◆ **Exercise**
Every record below should be printed exactly as given.

(Exercise material begins)

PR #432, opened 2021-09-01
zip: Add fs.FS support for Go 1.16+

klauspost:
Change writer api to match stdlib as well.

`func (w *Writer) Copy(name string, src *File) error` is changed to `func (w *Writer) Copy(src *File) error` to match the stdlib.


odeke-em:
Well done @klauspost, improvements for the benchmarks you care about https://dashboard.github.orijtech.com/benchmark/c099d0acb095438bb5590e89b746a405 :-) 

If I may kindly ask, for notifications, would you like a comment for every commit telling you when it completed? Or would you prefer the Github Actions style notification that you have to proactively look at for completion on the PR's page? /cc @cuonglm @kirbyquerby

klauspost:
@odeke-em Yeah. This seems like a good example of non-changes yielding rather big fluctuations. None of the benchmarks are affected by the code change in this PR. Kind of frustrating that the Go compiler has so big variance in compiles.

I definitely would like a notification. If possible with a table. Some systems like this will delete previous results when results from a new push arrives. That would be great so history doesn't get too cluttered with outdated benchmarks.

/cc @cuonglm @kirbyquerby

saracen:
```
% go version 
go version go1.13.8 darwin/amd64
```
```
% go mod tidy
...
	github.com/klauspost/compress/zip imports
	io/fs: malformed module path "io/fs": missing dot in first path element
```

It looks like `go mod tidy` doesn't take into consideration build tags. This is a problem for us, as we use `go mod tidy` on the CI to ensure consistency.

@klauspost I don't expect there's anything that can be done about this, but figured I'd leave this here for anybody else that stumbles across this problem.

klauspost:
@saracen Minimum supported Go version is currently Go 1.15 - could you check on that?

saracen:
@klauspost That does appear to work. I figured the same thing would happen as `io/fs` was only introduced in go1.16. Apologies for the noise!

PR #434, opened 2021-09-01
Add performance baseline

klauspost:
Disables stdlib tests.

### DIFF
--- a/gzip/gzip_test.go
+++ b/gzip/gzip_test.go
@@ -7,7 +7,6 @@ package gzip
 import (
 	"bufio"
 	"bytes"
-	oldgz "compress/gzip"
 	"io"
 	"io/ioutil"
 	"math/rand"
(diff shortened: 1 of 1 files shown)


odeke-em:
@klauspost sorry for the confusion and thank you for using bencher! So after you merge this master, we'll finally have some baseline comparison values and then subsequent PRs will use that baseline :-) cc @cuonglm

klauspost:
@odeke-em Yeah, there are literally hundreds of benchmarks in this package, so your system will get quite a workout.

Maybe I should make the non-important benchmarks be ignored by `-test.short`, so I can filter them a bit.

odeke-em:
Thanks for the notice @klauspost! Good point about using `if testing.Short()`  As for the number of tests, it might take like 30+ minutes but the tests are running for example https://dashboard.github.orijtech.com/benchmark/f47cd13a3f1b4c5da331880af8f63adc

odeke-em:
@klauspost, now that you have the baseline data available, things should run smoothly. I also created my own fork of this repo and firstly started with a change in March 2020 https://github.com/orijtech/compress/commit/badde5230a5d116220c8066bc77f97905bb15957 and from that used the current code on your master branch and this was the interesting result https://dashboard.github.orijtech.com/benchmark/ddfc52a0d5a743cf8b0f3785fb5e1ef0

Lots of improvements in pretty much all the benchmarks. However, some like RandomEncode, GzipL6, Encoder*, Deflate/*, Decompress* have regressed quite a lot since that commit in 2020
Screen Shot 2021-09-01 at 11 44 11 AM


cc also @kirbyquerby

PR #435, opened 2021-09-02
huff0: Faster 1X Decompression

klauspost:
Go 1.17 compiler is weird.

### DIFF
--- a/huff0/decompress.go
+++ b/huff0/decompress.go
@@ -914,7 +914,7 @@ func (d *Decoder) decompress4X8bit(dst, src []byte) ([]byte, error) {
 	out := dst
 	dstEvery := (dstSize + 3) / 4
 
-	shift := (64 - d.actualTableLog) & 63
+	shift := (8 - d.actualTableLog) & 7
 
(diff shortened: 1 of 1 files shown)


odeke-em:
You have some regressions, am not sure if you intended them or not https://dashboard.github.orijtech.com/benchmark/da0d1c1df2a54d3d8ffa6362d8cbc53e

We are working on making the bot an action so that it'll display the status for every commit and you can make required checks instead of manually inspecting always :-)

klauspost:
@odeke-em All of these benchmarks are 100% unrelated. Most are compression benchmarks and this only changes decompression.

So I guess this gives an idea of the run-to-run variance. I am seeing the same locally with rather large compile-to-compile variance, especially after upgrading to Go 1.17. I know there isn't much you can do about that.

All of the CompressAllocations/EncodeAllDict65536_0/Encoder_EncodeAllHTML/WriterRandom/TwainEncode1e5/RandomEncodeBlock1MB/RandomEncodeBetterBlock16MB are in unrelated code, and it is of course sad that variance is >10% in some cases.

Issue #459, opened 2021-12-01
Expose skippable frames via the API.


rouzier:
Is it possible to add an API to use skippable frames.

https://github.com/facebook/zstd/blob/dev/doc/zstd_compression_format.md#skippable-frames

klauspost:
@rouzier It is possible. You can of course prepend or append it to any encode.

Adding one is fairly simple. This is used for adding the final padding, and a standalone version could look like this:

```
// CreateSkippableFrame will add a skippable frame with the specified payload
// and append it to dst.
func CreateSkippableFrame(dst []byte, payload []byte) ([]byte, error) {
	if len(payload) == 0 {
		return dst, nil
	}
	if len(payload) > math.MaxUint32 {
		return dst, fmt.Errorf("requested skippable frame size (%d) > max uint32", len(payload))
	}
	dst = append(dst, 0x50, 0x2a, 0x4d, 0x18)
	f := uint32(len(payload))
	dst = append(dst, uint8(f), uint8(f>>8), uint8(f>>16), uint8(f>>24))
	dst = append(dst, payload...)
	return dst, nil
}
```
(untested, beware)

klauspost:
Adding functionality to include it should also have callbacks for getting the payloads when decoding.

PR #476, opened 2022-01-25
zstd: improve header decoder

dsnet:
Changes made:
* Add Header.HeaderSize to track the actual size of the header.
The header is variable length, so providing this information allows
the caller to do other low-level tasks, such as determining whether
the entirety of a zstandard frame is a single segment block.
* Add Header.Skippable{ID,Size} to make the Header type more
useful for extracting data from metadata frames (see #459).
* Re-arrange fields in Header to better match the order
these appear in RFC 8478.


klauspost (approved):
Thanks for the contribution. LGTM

(Exercise material ends)

◆ **Result of this exercise**
PR #432, opened 2021-09-01
zip: Add fs.FS support for Go 1.16+

klauspost:
Change writer api to match stdlib as well.

`func (w *Writer) Copy(name string, src *File) error` is changed to `func (w *Writer) Copy(src *File) error` to match the stdlib.


odeke-em:
Well done @klauspost, improvements for the benchmarks you care about https://dashboard.github.orijtech.com/benchmark/c099d0acb095438bb5590e89b746a405 :-) 

If I may kindly ask, for notifications, would you like a comment for every commit telling you when it completed? Or would you prefer the Github Actions style notification that you have to proactively look at for completion on the PR's page? /cc @cuonglm @kirbyquerby

klauspost:
@odeke-em Yeah. This seems like a good example of non-changes yielding rather big fluctuations. None of the benchmarks are affected by the code change in this PR. Kind of frustrating that the Go compiler has so big variance in compiles.

I definitely would like a notification. If possible with a table. Some systems like this will delete previous results when results from a new push arrives. That would be great so history doesn't get too cluttered with outdated benchmarks.

/cc @cuonglm @kirbyquerby

saracen:
```
% go version 
go version go1.13.8 darwin/amd64
```
```
% go mod tidy
...
	github.com/klauspost/compress/zip imports
	io/fs: malformed module path "io/fs": missing dot in first path element
```

It looks like `go mod tidy` doesn't take into consideration build tags. This is a problem for us, as we use `go mod tidy` on the CI to ensure consistency.

@klauspost I don't expect there's anything that can be done about this, but figured I'd leave this here for anybody else that stumbles across this problem.

klauspost:
@saracen Minimum supported Go version is currently Go 1.15 - could you check on that?

saracen:
@klauspost That does appear to work. I figured the same thing would happen as `io/fs` was only introduced in go1.16. Apologies for the noise!

PR #434, opened 2021-09-01
Add performance baseline

klauspost:
Disables stdlib tests.

### DIFF
--- a/gzip/gzip_test.go
+++ b/gzip/gzip_test.go
@@ -7,7 +7,6 @@ package gzip
 import (
 	"bufio"
 	"bytes"
-	oldgz "compress/gzip"
 	"io"
 	"io/ioutil"
 	"math/rand"
(diff shortened: 1 of 1 files shown)


odeke-em:
@klauspost sorry for the confusion and thank you for using bencher! So after you merge this master, we'll finally have some baseline comparison values and then subsequent PRs will use that baseline :-) cc @cuonglm

klauspost:
@odeke-em Yeah, there are literally hundreds of benchmarks in this package, so your system will get quite a workout.

Maybe I should make the non-important benchmarks be ignored by `-test.short`, so I can filter them a bit.

odeke-em:
Thanks for the notice @klauspost! Good point about using `if testing.Short()`  As for the number of tests, it might take like 30+ minutes but the tests are running for example https://dashboard.github.orijtech.com/benchmark/f47cd13a3f1b4c5da331880af8f63adc

odeke-em:
@klauspost, now that you have the baseline data available, things should run smoothly. I also created my own fork of this repo and firstly started with a change in March 2020 https://github.com/orijtech/compress/commit/badde5230a5d116220c8066bc77f97905bb15957 and from that used the current code on your master branch and this was the interesting result https://dashboard.github.orijtech.com/benchmark/ddfc52a0d5a743cf8b0f3785fb5e1ef0

Lots of improvements in pretty much all the benchmarks. However, some like RandomEncode, GzipL6, Encoder*, Deflate/*, Decompress* have regressed quite a lot since that commit in 2020
Screen Shot 2021-09-01 at 11 44 11 AM


cc also @kirbyquerby

PR #435, opened 2021-09-02
huff0: Faster 1X Decompression

klauspost:
Go 1.17 compiler is weird.

### DIFF
--- a/huff0/decompress.go
+++ b/huff0/decompress.go
@@ -914,7 +914,7 @@ func (d *Decoder) decompress4X8bit(dst, src []byte) ([]byte, error) {
 	out := dst
 	dstEvery := (dstSize + 3) / 4
 
-	shift := (64 - d.actualTableLog) & 63
+	shift := (8 - d.actualTableLog) & 7
 
(diff shortened: 1 of 1 files shown)


odeke-em:
You have some regressions, am not sure if you intended them or not https://dashboard.github.orijtech.com/benchmark/da0d1c1df2a54d3d8ffa6362d8cbc53e

We are working on making the bot an action so that it'll display the status for every commit and you can make required checks instead of manually inspecting always :-)

klauspost:
@odeke-em All of these benchmarks are 100% unrelated. Most are compression benchmarks and this only changes decompression.

So I guess this gives an idea of the run-to-run variance. I am seeing the same locally with rather large compile-to-compile variance, especially after upgrading to Go 1.17. I know there isn't much you can do about that.

All of the CompressAllocations/EncodeAllDict65536_0/Encoder_EncodeAllHTML/WriterRandom/TwainEncode1e5/RandomEncodeBlock1MB/RandomEncodeBetterBlock16MB are in unrelated code, and it is of course sad that variance is >10% in some cases.

Issue #459, opened 2021-12-01
Expose skippable frames via the API.


rouzier:
Is it possible to add an API to use skippable frames.

https://github.com/facebook/zstd/blob/dev/doc/zstd_compression_format.md#skippable-frames

klauspost:
@rouzier It is possible. You can of course prepend or append it to any encode.

Adding one is fairly simple. This is used for adding the final padding, and a standalone version could look like this:

```
// CreateSkippableFrame will add a skippable frame with the specified payload
// and append it to dst.
func CreateSkippableFrame(dst []byte, payload []byte) ([]byte, error) {
	if len(payload) == 0 {
		return dst, nil
	}
	if len(payload) > math.MaxUint32 {
		return dst, fmt.Errorf("requested skippable frame size (%d) > max uint32", len(payload))
	}
	dst = append(dst, 0x50, 0x2a, 0x4d, 0x18)
	f := uint32(len(payload))
	dst = append(dst, uint8(f), uint8(f>>8), uint8(f>>16), uint8(f>>24))
	dst = append(dst, payload...)
	return dst, nil
}
```
(untested, beware)

klauspost:
Adding functionality to include it should also have callbacks for getting the payloads when decoding.

PR #476, opened 2022-01-25
zstd: improve header decoder

dsnet:
Changes made:
* Add Header.HeaderSize to track the actual size of the header.
The header is variable length, so providing this information allows
the caller to do other low-level tasks, such as determining whether
the entirety of a zstandard frame is a single segment block.
* Add Header.Skippable{ID,Size} to make the Header type more
useful for extracting data from metadata frames (see #459).
* Re-arrange fields in Header to better match the order
these appear in RFC 8478.


klauspost (approved):
Thanks for the contribution. LGTM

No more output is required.